No puedo resistirme a la tentación de escribir un artículo sobre la emperatriz Isabel, única esposa del emperador Carlos I de España y V de Alemania, para lo que me aporta datos el historiador Juan Balansó con su erudición sobre la casa real de España. La verdad es que merece la pena leer cómo fue la relación matrimonial de esta pareja real.

En 1516, con dieciséis años, inició su reinado en España Carlos I. Nacido en Gante (Flandes) el 24 de febrero de 1500, hijo de Felipe I el Hermoso y de la reina Juana de Castilla (la Loca); nieto, por tanto, de los Reyes Católicos.

Con veinticinco años don Carlos aún seguía soltero después de haber sido ‘novio’ de casi todas las princesas casaderas de Europa, sin que ninguna negociación alcanzara el objetivo de una boda real, pero se hacía necesario asegurar la continuidad de la Monarquía, aunque el rey no parecía tener prisa, pero las Cortes urgieron al monarca a que se casara cuanto antes y le sugirieron que podía hacerlo con su prima Isabel de Portugal, tres años menor que él, nieta también de los Reyes Católicos. Se aconsejó al rey que, en vez de una princesa extranjera, la mejor opción sería esta princesa dadas sus raíces semihispanas. La cuestión es que la propuesta agradó al rey, que contó con su aprobación.


¿Cómo era por entonces el “amo del mundo”? Según el embajador veneciano “ninguna parte de su cuerpo es criticable, sino la mandíbula, que parece postiza y le obliga a llevar siempre la boca abierta”. Era su prognatismo, defecto que consiste en una deformación de la mandíbula inferior adelantada respecto a su posición normal. El monarca disimulaba el defecto con una barba ancha y corta que le dio buen resultado. Así era Carlos I de España y V de Alemania, dueño de medio mundo, “el rey que se cubría con el sol”, según lo llamaba el embajador persa.

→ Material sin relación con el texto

PR #3952, opened 2026-08-19
perf(tracing): OTel export + instrumentation coverage

markovejnovic:
Adds support for Jaeger. See `CONTRIBUTING.md` for more details


crates/atuin/src/command/client.rs
```diff
@@ -197,7 +199,11 @@ impl Cmd {
         // doing anything else. History commands are performance-sensitive and run before and after
         // every shell command, so we want to skip any unnecessary initialization for them.
         let settings = Settings::new().wrap_err("could not load client settings")?;
-        self.init_logging(&settings);
+        let _logging = self
+            .log_config(&settings)
+            .map(|c| LogCtx::try_enable("atuin", &c))
+            .transpose()
+            .wrap_err("failed to enable logging")?;
```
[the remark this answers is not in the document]
markovejnovic: that's intended -- if the user explicitly requests `ATUIN_OTEL`, we better crash if we can't set it up.

crates/atuin/src/logs/mod.rs
```diff
@@ -1,22 +1,215 @@
...
+        );
+        if show_time {
+            base.with(
+                config.stderr.as_ref().map(|c| stderr_layer::<_, fmt::time::SystemTime>(c, filter)),
+            )
+            .try_init()?;
+        } else {
+            base.with(config.stderr.as_ref().map(|c| stderr_layer::<_, ()>(c, filter)))
+                .try_init()?;
+        }
```
taylordotfish, line 101: :(

crates/atuin/Cargo.toml
```diff
@@ -107,9 +107,13 @@ futures-util = "0.3"
...
 open = "5"
 ratatui = { workspace = true }
-tracing = "0.1"
+tracing = { workspace = true }
 tracing-subscriber = { workspace = true }
 tracing-appender = "0.2"
+tracing-opentelemetry = "0.33"
+opentelemetry = "0.32"
+opentelemetry_sdk = "0.32"
+opentelemetry-otlp = "0.32"
```
ellie: I would prefer that we pull these in under a build flag. There is no real need to ship production builds with the OTEL sdk included, I don't imagine users needing that

crates/atuin/src/logs/otel.rs
```diff
@@ -0,0 +1,149 @@
+//! OpenTelemetry span export, gated behind the `profiling-traced` feature.
+#[cfg(feature = "profiling-traced")]
+mod inner {
```
taylordotfish: The two versions of `inner` might be nicer as separate files so you lose a level of indentation (look, now *I'm* advocating for more files...)

crates/atuin/src/logs/otel.rs
```diff
@@ -0,0 +1,149 @@
...
+                .with_resource(
+                    opentelemetry_sdk::Resource::builder().with_service_name(service_name).build(),
+                )
+                .build();
+
+            Ok(Some(Self { provider }))
+        }
+
+        /// The [`tracing_opentelemetry`] layer that exports spans through this context.
+        pub fn layer<S>(&self, service_name: &'static str) -> Box<dyn Layer<S> + Send + Sync>
```
taylordotfish: Why `Box` instead of returning `impl Layer<S> + Send + Sync`?

ellie (approved):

¿Y cómo era Isabel, la infanta portuguesa para ser emperatriz? El historiador de la época, Francisco López de Gómara reponde al respecto: “El tipo que los hombres prefieren para casarse”. Así de elocuente. Una mujer de belleza delicada como se aprecia en el magnífico retrato pintado por Tiziano. Recibió el apelativo de “la mujer más hermosa de la Europa de su tiempo”. Era la primogénita del rey Manuel el Afortunado y de María, la tercera hija de los Reyes Católicos, nacida en Lisboa el 24 de octubre 1503. Así era la mujer que se casó con su primo hermano Carlos; él con veintiséis años y ella con veintitrés. La boda tuvo lugar en Sevilla y la luna de miel en la Alhambra.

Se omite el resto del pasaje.